# Allegan, MI Duke Male, Senior



## onyx'girl (May 18, 2007)

Adoptable German Shepherd Dog: Duke: Petfinder Pet ID: 8910
Hi my name is Duke! I am a very kind and gentle old boy who was found wandering without a home and brought to the shelter. If my owners do not claim me, I can be adopted as soon as 9-6-2010, so please come visit me today!

This is a kill shelter...


----------



## gsdgirl36 (Oct 26, 2006)

up ya go Duke


----------



## Marissa (Dec 31, 2009)

Anyone live in the area to evaluate? I have family in the area that could transport so we can get him in rescue...


----------



## onyx'girl (May 18, 2007)

I live 45 min from there...could do an eval but not til wed afternoon


----------



## Marissa (Dec 31, 2009)

Ok. Just PM me and let me know if he's still there. I will see what I can do


----------



## onyx'girl (May 18, 2007)

Marissa, if you have a rescue to take him(if he evals ok), please share which one.
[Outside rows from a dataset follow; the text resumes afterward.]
PR #3796, opened 2024-03-21
Introduce language-agnostic `sources` arg to runner

### LINKED ISSUE #3404: Mixed-languages multi-libraries not working as expected
# Issue description #
compilation of a design containing both Verilog and VHDL and also mixing libraries does not work. The RTL and the python script can be found here : https://github.com/oliverbm67/cocotb/tree/e63dda34cbfd64b0600cbbb3bfe4e1db7f26707c/examples/mixed_language_multi_libraries

I noticed the following :

- If hdl_toplevel is not provided in the runner.build a default top is used in the tool command
- If no hdl_library is provided, cocotb 

does not default to work as (at least in my experience) most tools do

# Logs #
The run.do script used to check compilation with questa is also attached
[cocotb.log](https://github.com/cocotb/cocotb/files/12500962/cocotb.log)
[modelsim.log](https://github.com/cocotb/cocotb/files/12500976/modelsim.log)
[run.do.txt](https://github.com/cocotb/cocotb/files/12500980/run.do.txt)

# Environment #
Python 3.11.4
cocotb 1.8.0
Questa 2021.2 ( from Intel FPGA suite)

# Notes #
I do think using Xcelium gives similar results.

ktbarrett:
Closes #3404. Introduces a language-agnostic `sources` argument to the runner. These are segregated into Verilog and VHDL sources when necessary by using the extension, or new tagging types `VHDL` and `Verilog`. The tagging types can also be applied to `build_args`.

- [x] newsfragment
- [x] documentation
- [x] tests

### DIFF
--- a/docs/source/newsfragments/3796.feature.rst
+++ b/docs/source/newsfragments/3796.feature.rst
@@ -1,0 +1,1 @@
+The ``sources`` option was added to :meth:`cocotb_tools.runner.Simulator.build` to better support building mixed-language designs.
--- a/src/cocotb_tools/runner.py
+++ b/src/cocotb_tools/runner.py
@@ -60,6 +60,14 @@ def shlex_join(split_command):
     return " ".join(shlex.quote(arg) for arg in split_command)
 
 
+class VHDL(str):
+    """Tags source files and build arguments to :meth:`~cocotb_tools.runner.Simulator.build` as VHDL-specific."""
+
+
+class Verilog(str):
+    """Tags source files and build arguments to :meth:`~cocotb_tools.runner.Simulator.build` as Verilog-specific."""
+
+
 class Simulator(abc.ABC):
     supported_gpi_interfaces: Dict[str, List[str]] = {}
 
@@ -92,10 +100,17 @@ class Simulator(abc.ABC):
             ValueError: *hdl_toplevel_lang* is not supported by the simulator.
         """
         if hdl_toplevel_lang is None:
-            if self.vhdl_sources and not self.verilog_sources:
+            if self.vhdl_sources and not self.verilog_sources and not self.sources:
                 lang = "vhdl"
-            elif self.verilog_sources and not self.vhdl_sources:
+            elif self.verilog_sources and not self.vhdl_sources and not self.sources:
                 lang = "verilog"
+            elif self.sources and not self.vhdl_sources and not self.verilog_sources:
+                if is_vhdl_source(self.sources[-1]):
+                    lang = "vhdl"
+                elif is_verilog_source(self.sources[-1]):
+                    lang = "verilog"
+                else:
+                    raise UnknownFileExtension(self.sources[-1])
             else:
                 raise ValueError(
                     f"{type(self).__qualname__}: Must specify a hdl_toplevel_lang in a mixed-language design"
@@ -144,10 +159,11 @@ class Simulator(abc.ABC):
         hdl_library: str = "top",
         verilog_sources: Sequence[PathLike] = [],
         vhdl_sources: Sequence[PathLike] = [],
+        sources: Sequence[Union[PathLike, VHDL, Verilog]] = [],
         includes: Sequence[PathLike] = [],
         defines: Mapping[str, object] = {},
         parameters: Mapping[str, object] = {},
-        build_args: Sequence[str] = [],
+        build_args: Sequence[Union[str, VHDL, Verilog]] = [],
         hdl_toplevel: Optional[str] = None,
         always: bool = False,
         build_dir: PathLike = "sim_build",
@@ -159,10 +175,42 @@ class Simulator(abc.ABC):
     ) -> None:
         """Build the HDL sources.
 
+        With mixed language simulators, *sources* will be built,
+        followed by *vhdl_sources*, then *verilog_sources*.
+        With simulators that only support either VHDL or Verilog, *sources* will be built,
+        followed by *vhdl_sources* and *verilog_sources*, respectively.
+
+        If your source files use an atypical file extension,
+        use :class:`VHDL` and :class:`Verilog` to tag the path as a VHDL or Verilog source file, respectively.
+        If the filepaths aren't tagged, the extension is used to determine if they are VHDL or Verilog files.
+
+        +----------+------------------------------------+
+        | Language | File Extensions                    |
+        +==========+====================================+
+        | VHDL     | ``.vhd``, ``.vhdl``                |
+        +----------+------------------------------------+
+        | Verilog  | ``.v``, ``.sv``, ``.vh``, ``.svh`` |
+        +----------+------------------------------------+
+
+
+        .. code-block:: python3
+
+            runner.build(
+                sources=[
+                    VHDL("/my/file.is_actually_vhdl"),
+                    Verilog("/other/file.verilog"),
+                ],
+            )
+
+        The same tagging works for *build_args*.
+        Tagged *build_args* only supply that option to the compiler when building the source file for the tagged language.
+        Non-tagged *build_args* are supplied when compiling any language.
+
         Args:
             hdl_library: The library name to compile into.
             verilog_sources: Verilog source files to build.
             vhdl_sources: VHDL source files to build.
+            sources: Language-agnostic list of source files to build.
             includes: Verilog include directories.
             defines: Defines to set.
             parameters: Verilog parameters or VHDL generics.
@@ -190,6 +238,7 @@ class Simulator(abc.ABC):
         self.hdl_library: str = hdl_library
         self.verilog_sources: List[Path] = get_abs_paths(verilog_sources)
         self.vhdl_sources: List[Path] = get_abs_paths(vhdl_sources)
+        self.sources: List[Path] = get_abs_paths(sources)
         self.includes: List[Path] = get_abs_paths(includes)
         self.defines = dict(defines)
         self.parameters = dict(parameters)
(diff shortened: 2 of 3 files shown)


src/cocotb_tools/runner.py
```diff
@@ -882,53 +945,59 @@ def _get_parameter_options(parameters: Mapping[str, object]) -> Command:
...
 
+    def _build_vhdl_source(self, source: PathLike) -> str:
+        return "acom -work {RTL_LIBRARY} {EXTRA_ARGS} {VHDL_SOURCES}\n".format(
+            RTL_LIBRARY=as_tcl_value(self.hdl_library),
+            VHDL_SOURCES=" ".join(as_tcl_value(str(v)) for v in self.vhdl_sources),
+            EXTRA_ARGS=" ".join(as_tcl_value(v) for v in self.build_args),
+        )
+
+    def _build_verilog_source(self, source: PathLike) -> str:
+        return "alog -work {RTL_LIBRARY} -pli {EXT_NAME} -sv {DEFINES} {INCDIR} {EXTRA_ARGS} {VERILOG_SOURCES} \n".format(
```
ktbarrett, line 990:
```suggestion
        return "alog -work {RTL_LIBRARY} -pli {EXT_NAME} -sv {DEFINES} {INCDIR} {EXTRA_ARGS} {VERILOG_SOURCES}".format(
```

src/cocotb_tools/runner.py
```diff
@@ -882,53 +945,59 @@ def _get_parameter_options(parameters: Mapping[str, object]) -> Command:
...
 
         do_file = tempfile.NamedTemporaryFile(delete=False)
-        do_file.write(do_script.encode())
+        do_file.write("\n".join(do_script).encode())
         do_file.close()
 
         return [["vsimsa"] + ["-do"] + ["do"] + [do_file.name]]
 
+    def _build_vhdl_source(self, source: PathLike) -> str:
+        return "acom -work {RTL_LIBRARY} {EXTRA_ARGS} {VHDL_SOURCES}\n".format(
```
ktbarrett, line 983:
```suggestion
        return "acom -work {RTL_LIBRARY} {EXTRA_ARGS} {VHDL_SOURCES}".format(
```

src/cocotb_tools/runner.py
```diff
@@ -882,53 +945,59 @@ def _get_parameter_options(parameters: Mapping[str, object]) -> Command:
         return [f"-g{name}={value}" for name, value in parameters.items()]
 
     def _build_command(self) -> List[Command]:
-        do_script = "\nonerror {\n quit -code 1 \n} \n"
+        do_script: List[str] = ["onerror {\n quit -code 1 \n}"]
 
         out_file = self.build_dir / self.hdl_library / f"{self.hdl_library}.lib"
 
         if outdated(out_file, self.verilog_sources + self.vhdl_sources) or self.always:
             do_script += f"alib {as_tcl_value(self.hdl_library)} \n"
```
ktbarrett, line 953:
```suggestion
            do_script.append(f"alib {as_tcl_value(self.hdl_library)}")
```

src/cocotb_tools/runner.py
```diff
@@ -561,10 +588,16 @@ def _test_command(self) -> List[Command]:
         ]
 
     def _build_command(self) -> List[Command]:
-        if self.vhdl_sources:
-            raise ValueError(
-                f"{type(self).__qualname__}: Simulator does not support VHDL"
-            )
+        for source in self.sources:
+            if not is_verilog_source(source):
```
cmarqu, line 592: We may want to support more file types at some point, so ideally the decision logic here would already be prepared for when that time comes.

ktbarrett: That would be preferable, but I think here since we only support Verilog sources on this simulator, this is appropriate. Other places, like filtering the build args `not isinstance(arg, VHDL)` is less precise than `isinstance(arg, Verilog) or type(arg) is str`.

src/cocotb_tools/runner.py
```diff
@@ -630,30 +666,45 @@ def _get_parameter_options(parameters: Mapping[str, object]) -> Command:
...
+        cmds.append(["vlib", as_tcl_value(self.hdl_library)])
+        for source in self.sources:
+            if is_vhdl_source(source):
+                cmds.append(self._build_vhdl_command(source))
+            elif is_verilog_source(source):
+                cmds.append(self._build_verilog_command(source))
+            else:
+                raise ValueError(
+                    f"Can't determine if {source} is a VHDL or Verilog file. "
+                    "Use a standard file extension (`.vhd`, `.v`, or `.sv`) "
```
cmarqu, line 678: Pull out the supported file extensions to a common constant and report the exact list/set here?

marlonjames:
So you're protecting `build_args` in case they pass in source files in that list?

ktbarrett:
The idea is you can tag build arts to apply only to building VHDL or Verilog. This might be useful in mixed language simulators.

src/cocotb_tools/runner.py
```diff
@@ -163,6 +170,7 @@ def build(
             hdl_library: The library name to compile into.
             verilog_sources: Verilog source files to build.
             vhdl_sources: VHDL source files to build.
+            sources: Language-agnostic list of source files to build.
```
marlonjames, line 173: I think we should add some documentation about the build order for `sources`, `vhdl_sources`, and `verilog_sources`.

src/cocotb_tools/runner.py
```diff
@@ -92,9 +98,9 @@ def _check_hdl_toplevel_lang(self, hdl_toplevel_lang: Optional[str]) -> str:
             ValueError: *hdl_toplevel_lang* is not supported by the simulator.
         """
         if hdl_toplevel_lang is None:
-            if self.vhdl_sources and not self.verilog_sources:
+            if self.vhdl_sources and not self.verilog_sources and not self.sources:
```
marlonjames, line 101: If only `sources` is given, couldn't we check the last provided source file?

src/cocotb_tools/runner.py
```diff
@@ -159,10 +173,33 @@ def build(
     ) -> None:
         """Build the HDL sources.
 
+        With mixed language simulators, *sources* will be built,
+        followed by *vhdl_sources*, then *verilog_sources*.
+        With simulators that only support either VHDL or Verilog, *sources* will be built,
+        followed by *vhdl_sources* and *verilog_sources*, respectively.
+
+        If your sources files use an atypical file extension,
```
marlonjames, line 181:
```suggestion
        If your source files use an atypical file extension,
```

src/cocotb_tools/runner.py
```diff
@@ -159,10 +173,33 @@ def build(
...
+        use :class:`VHDL` and :class:`Verilog` to *tag* the path as a VHDL or Verilog source file, respectively.
```
marlonjames, line 182: Other italicized words are arguments to build. If you want emphasis you could bold it.
```suggestion
        use :class:`VHDL` and :class:`Verilog` to tag the path as a VHDL or Verilog source file, respectively.
```

docs/source/newsfragments/3796.feature.rst
```diff
@@ -0,0 +1 @@
+The ``sources`` option was added to :meth:`cocotb.runner.Simulator.build` to better support building mixed-language designs.
```
marlonjames, line 1:
```suggestion
The ``sources`` option was added to :meth:`cocotb_tools.runner.Simulator.build` to better support building mixed-language designs.
```

src/cocotb_tools/runner.py
```diff
@@ -159,10 +173,33 @@ def build(
...
+        If the filepaths aren't tagged, the extension is used to determine if they are VHDL or Verilog files.
+
```
marlonjames, line 184:
```suggestion
        If the filepaths aren't tagged, the extension is used to determine if they are VHDL or Verilog files:
        
        +----------+------------------------------------+
        | Language | File Extensions                    |
        +==========+====================================+
        | VHDL     | ``.vhd``, ``.vhdl``                |
        +----------+------------------------------------+
        | Verilog  | ``.v``, ``.sv``, ``.vh``, ``.svh`` |
        +----------+------------------------------------+

```

src/cocotb_tools/runner.py
```diff
@@ -60,6 +60,12 @@ def shlex_join(split_command):
     return " ".join(shlex.quote(arg) for arg in split_command)
 
 
+class VHDL(str): ...
+
+
+class Verilog(str): ...
+
+
```
marlonjames, line 68: Something like this? Having them blank in the documentation is a bit confusing.
```suggestion
class VHDL(str): ...
    """Wrapper to tag string arguments to :meth:`~cocotb_tools.runner.Simulator.build` as VHDL-specific."""

class Verilog(str): ...
    """Wrapper to tag string arguments to :meth:`~cocotb_tools.runner.Simulator.build` as Verilog-specific."""


```

src/cocotb_tools/runner.py
```diff
@@ -491,6 +529,40 @@ def get_abs_paths(paths: Sequence[PathLike]) -> List[Path]:
     return [get_abs_path(path) for path in paths]
 
 
+_verilog_extensions = (".v", ".sv", ".vh", ".svh")
```
cmarqu, line 532: Actually... are `.vh` and `.svh` not files that should only be included and not directly compiled? We might say that users shouldn't list them in the sources then, but it would allow them to just do a recursive glob over a toplevel directory without extra filtering.

Maybe we should expose the extensions as a user-definable option?

src/cocotb_tools/runner.py
```diff
@@ -491,6 +529,40 @@ def get_abs_paths(paths: Sequence[PathLike]) -> List[Path]:
...
+_vhdl_extensions = (".vhd", ".vhdl")
+
+_vhdl_extensions_s = ", ".join(f"`{c}`" for c in _vhdl_extensions)
+_veriog_extensions_s = ", ".join(f"`{c}`" for c in _verilog_extensions)
```
cmarqu, line 536:
```suggestion
_verilog_extensions_s = ", ".join(f"`{c}`" for c in _verilog_extensions)
```

src/cocotb_tools/runner.py
```diff
@@ -491,6 +529,40 @@ def get_abs_paths(paths: Sequence[PathLike]) -> List[Path]:
...
+
+
+class UnknownFileExtension(ValueError):
+    def __init__(self, source: PathLike) -> None:
+        super().__init__(
+            f"Can't determine if {source} is a VHDL or Verilog file. "
+            f"Use a standard file extension ({_vhdl_extensions_s} for VHDL files and {_veriog_extensions_s} for Verilog files) "
```
cmarqu, line 543:
```suggestion
            f"Use a standard file extension ({_vhdl_extensions_s} for VHDL files and {_verilog_extensions_s} for Verilog files) "
```

src/cocotb_tools/runner.py
```diff
@@ -159,10 +173,33 @@ def build(
     ) -> None:
         """Build the HDL sources.
 
+        With mixed language simulators, *sources* will be built,
+        followed by *vhdl_sources*, then *verilog_sources*.
```
cmarqu, line 177: In the ASIC world, low-level models (cell primitives from a PDK) are usually Verilog, while higher levels are VHDL or Verilog, so changing the order (or being able to change it via a switch) would be helpful in that context.

src/cocotb_tools/runner.py
ktbarrett: I'm seen some stuff you wouldn't imagine... And from major vendors at that. Sometimes header files need to be compiled as source files and not just included.

src/cocotb_tools/runner.py
ktbarrett: vhdl_sources and verilog_sources will be deprecated by a follow-on PR. The intent is to only use `sources` going forward.

cmarqu (approved):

I can do the eval and pull, help with transport as long as the rescue he goes to is legit.
If I call them and put a hold on him because a rescue may commit it may help his chances of not getting euth'd.
Wed is a long way away unfortunately~he's still listed as I type this.


----------



## onyx'girl (May 18, 2007)

Duke was adopted!!!!


----------